What is the time complexity of Python's sort function?
Python's sorted() and list.sort() use the Timsort algorithm, which has O(n log n) worst-case time complexity and O(n) best-case complexity for partially sorted data. The space complexity is O(n) for sorted() (creates new list) and O(1) for list.sort() (in-place). For finding top k elements from large datasets, heapq.nlargest() offers O(n log k) complexity.
How do I handle None values when sorting?

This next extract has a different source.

PR #497, opened 2024-07-23
Explicitly configure pubsub message IDs

Stebalien:
1. Explicitly use a hash of the message data for GPBFT messages to prevent an attacker from spamming the network by replaying valid messages. This is already what lotus does by default.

None values cause comparison errors when mixed with other types. Use a key function that places them at the beginning or end: sorted(data, key=lambda x: (x is None, x)) puts None at the end, while sorted(data, key=lambda x: (x is not None, x)) puts them first. For dictionaries with missing keys, use x.get('key', default_value) to provide a fallback.
Is Python's sort stable?
Yes, Python's sorting is guaranteed stable, meaning elements with equal keys maintain their original relative order. This enables multi-pass sorting where you sort by one criterion, then another, with the first sort preserved for ties. Stability is guaranteed by the Timsort algorithm used in Python.
Conclusion
Python's sorting capabilities provide powerful tools for organizing data efficiently. The distinction between sorted() and list.sort() guides memory-conscious decisions, while the key parameter and lambda functions enable sophisticated custom sorting logic. Understanding stable sorting, multi-criteria ordering, and performance characteristics empowers you to choose the right approach for each scenario.
Whether you're ranking student performance, processing file metadata, or analyzing business metrics, these sorting techniques form the foundation for data manipulation workflows. For visual data exploration and interactive sorting, PyGWalker extends these capabilities with drag-and-drop interfaces that complement programmatic sorting.
Master these sorting patterns to write cleaner code, improve performance, and handle complex data organization challenges with confidence.